→ **Saved data entries**
PR #862, opened 2026-03-11
Unified prooflogging

IgnaceBleukx:
Proposal to unify the way we do prooflogging in CPMpy.

It makes the most sense to pass the proof-file at construction time, as for incremental solvers, the same proof-file is reused accros solve-calls.

There seems to be something weird with the tests for Exact, I think it has something to do with the file not being closed as long as the solver object is alive...

Apart from fixing that test, the only todo is adding PySAT. Feedback on the initial design is already welcome!


IgnaceBleukx:
Let's keep this on hold until Exact releases with new Prooflogging support via Python

IgnaceBleukx:
Updated this PR again, now with a more uniform inerface.

Some changes are breaking tho, so if they are kept in, the next release should be v1.1
The main difference compared to the previous iteration is verifcation of the proof is no longer supported directly after solve.
Instead, you need to do seperate calls to `solver.solve()` and `solver.verify()`. The verifification itself is handled in a new helper function under tools/verify.py and allows to use your own verifier (defaults to drat-trim for DRAT proofs and veripb for veripb proofs).

I'm not entirely sure if the changes to pysat are something we want to keep, but there is no way of getting the cnf file from the actual underlying solver object. I'm also not sure how/if assumptions are supported in the proof format.

cpmpy/solvers/gcs.py
```diff
@@ -341,9 +302,10 @@ def solveAll(self, display:Optional[Callback]=None, time_limit:Optional[float]=N
             timeout=time_limit, 
             solution_limit=solution_limit, 
             callback=sol_callback, 
-            prove=prove, 
-            proof_name=proof_name, 
-            proof_location=proof_location, **kwargs)
+            prove=self._proof is not None,
+            proof_name=self._proof,
```
OrestisLomis: Why not split the path here as done in ```.solve()```?

cpmpy/solvers/pumpkin.py
```diff
@@ -701,3 +694,13 @@ def solution_hint(self, cpm_vars: List[_NumVarImpl], vals: List[int]):
         """
         if self.pum_solver.is_inconsistent() is False: # otherwise, not guaranteed all variables are known
             self._solhint = {self.solver_var(v) : val for v, val in zip(cpm_vars, vals)} # store for later use in solve
+
+        
+    def verify(self, verifier, verifier_args: list[str] = [], time_limit: Optional[float] = None, display_output: bool = False) -> bool:
+        raise NotSupportedError("Pumpkin does not support external proof verification, only through the MiniZinc interface.")
```
OrestisLomis, line 700: Could we then not patch in the verification through `CPM_minizinc`? Though it might be a bit tricky to get the .fzn to match the posted model to pumpkin.

cpmpy/solvers/pysat.py
```diff
@@ -295,6 +310,22 @@ def solve(self, time_limit:Optional[float]=None, assumptions:Optional[Iterable[_
         else:  # another?
             raise NotImplementedError(has_sol)  # a new status type was introduced, please report on github
 
+        if self._proof is not None:
+            nvars = self.pysat_solver.nof_vars()
+            with open(f"{self._proof}.cnf", "w") as f:
```
OrestisLomis, line 317: You could perhaps add the assumptions here as hard clauses? I think it could work for a single proof + assumptions call, but might get very tricky when doing incremental calls since I think the proofs are cumulative. So at that point it's probably not even worth it..

cpmpy/solvers/pysat.py
```diff
@@ -591,3 +635,38 @@ def _pysat_pseudoboolean(self, cpm_expr, conditional=None):
             return self._pb.PBEnc.equals(**pysat_args).clauses
         else:
             raise ValueError(f"PySAT: Expected Comparison to be either <=, ==, or >=, but was {cpm_expr.name}")
+
+
+    def verify(self, verifier: str = "drat-trim", verifier_args: list[str] = [], time_limit: Optional[float] = None, display_output: bool = False):
```
OrestisLomis, line 642: I'm slightly confused as to why the 'verifier' is a user parameter. The proof was generated for a specific verifier right, so why should there be a parameter to specify this (and potentially make a mistake)?

cpmpy/solvers/pysat.py
OrestisLomis, line 280: Should we not have a guard that blocks assumptions when proof logging is enabled just like in pumpkin?

OrestisLomis (commented):
I think this is already quite nice. Some comments:
- Assumptions and proof-logging don't match (there seem to be some proof formats like IDRUP where the I stands for incremental, but those are not available through PySAT) so we need a guard to make sure only one of the two is enabled.
- Speaking of 'enabling' I think it would also be nice to not only declare the proof in the constructor, but have a method to enable/disable prooflogging.

cpmpy/solvers/gcs.py
IgnaceBleukx: Yeah good point, this should just follow the same style as .solve

cpmpy/solvers/pumpkin.py
IgnaceBleukx: Pfoe, that will be very hacky... Not really something I want to get into

cpmpy/solvers/pysat.py
IgnaceBleukx: Its probably better to just raise an error if there are assumptions while proof is not None. Its the same as in Pumpkin I believe

cpmpy/solvers/pysat.py
IgnaceBleukx: There are several tools out there to verify the same proof format, this is the most flexible approach and allows the user to specify the exact path to the verifier tool they want to use.

cpmpy/solvers/pysat.py
IgnaceBleukx: Yes : )

cpmpy/solvers/pumpkin.py
OrestisLomis: yeah that can definitely be ignored for this PR, was just thinking about the possibility

cpmpy/solvers/pysat.py
OrestisLomis: alright I was not aware about multiple verifiers for the same proof format existing!

PR #868, opened 2026-03-17
New solver: highs, open source ILP solver

tias:
latest PR version on the updated `examples/advanced/test_incremental_solving.py` has 1.8-2.2 speed-up, so moderately incremental


tests/test_solvers.py
```diff
@@ -1227,3 +1228,20 @@ def test_scip_special_cardinality():
...
+
+    m = cp.Model([x + 2 * y >= 10], minimize=x + y)
+
+    s = SolverLookup.get("highs", m)
+    assert s.solve()
+
+    # check variable types and a feasible objective
+    assert 0 <= x.value() <= 10
+    assert 0 <= y.value() <= 10
+    assert x.value() + 2 * y.value() >= 10
```
OrestisLomis: why not actually test for the specific objective? i.e. `y==5` and `x==0` according to the minimisation

cpmpy/solvers/highs.py
```diff
@@ -0,0 +1,429 @@
...
+    Install the Python bindings from PyPI:
+
+    .. code-block:: console
+
+        $ pip install highspy
+    
+    Detailed installation instructions available at:
+    https://ergo-code.github.io/HiGHS/dev/interfaces/python/
+
+    The rest of this documentation is for advanced users.
```
OrestisLomis, line 24: Add list of classes CPM_highs like for other solvers

cpmpy/solvers/highs.py
```diff
@@ -0,0 +1,429 @@
...
+from ..transformations.normalize import toplevel_list
+from ..transformations.reification import only_bv_reifies, only_implies, reify_rewrite
+from ..transformations.safening import no_partial_functions, safen_objective
+
+
+class CPM_highs(SolverInterface):
+    """
+    Interface to HiGHS' Python API (`highspy`).
+
+    Creates the following attributes (see parent constructor for more):
```
OrestisLomis, line 67: not really part of this PR, but I think the doc of each method should stand on its own without having to look at what its parent method does.

cpmpy/solvers/highs.py
```diff
@@ -0,0 +1,429 @@
...
+    supported_reified_global_constraints = frozenset()
+
+    @staticmethod
+    def supported() -> bool:
+        # try to import the package
+        try:
+            import highspy  # noqa: F401
+            return True
+        except ModuleNotFoundError:
+            return False
```
OrestisLomis, line 88: add general exception as well (as done for other solvers)

cpmpy/solvers/highs.py
```diff
@@ -0,0 +1,429 @@
...
+        """
+        Constructor of the native solver object
+
+        Arguments:
+        - cpm_model: a CPMpy Model()
+        """
+        if not self.supported():
+            raise ModuleNotFoundError("CPM_highs: Install the python package 'highspy' to use this solver interface.")
+        if subsolver is not None:
+            raise NotSupportedError("HiGHS does not support subsolvers")
```
OrestisLomis: change this to an assert to be more consistent with other solvers

cpmpy/solvers/highs.py
```diff
@@ -0,0 +1,429 @@
...
+            elif isinstance(cpm_var, _IntVarImpl):
+                hvar = self.highs.addIntegral(lb=cpm_var.lb, ub=cpm_var.ub)
+            else:
+                raise NotSupportedError(f"Not a known HiGHS variable type: {cpm_var}")
+
+            self._varmap[cpm_var] = hvar.index
+
+        return self._varmap[cpm_var]
+
+    def solver_vars_1d(self, cpm_vars):
```
OrestisLomis, line 161: should this be part of this PR? Maybe we should at least wait for #939

cpmpy/solvers/highs.py
```diff
@@ -0,0 +1,429 @@
...
+            solver_var = self._varmap.get(cpm_var, None)
+            if solver_var is not None:
+                # fast path
+                res.append(solver_var)
+            else:
+                # slow path, will check the varmap again
+                res.append(self.solver_var(cpm_var))
+        return res
+
+    def _row_from_linexpr(self, lhs) -> tuple[npt.NDArray[np.int32], npt.NDArray[np.float64], int|float]:
```
OrestisLomis: I find it weird that the param is called lhs.. elsewhere it gets called with a lhs, but here it is just an argument of the function so I think its best to refactor

cpmpy/solvers/highs.py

→ **Directions**
Of the lines above, count those containing the word "verification", and give the number by itself.

→ **Result**
2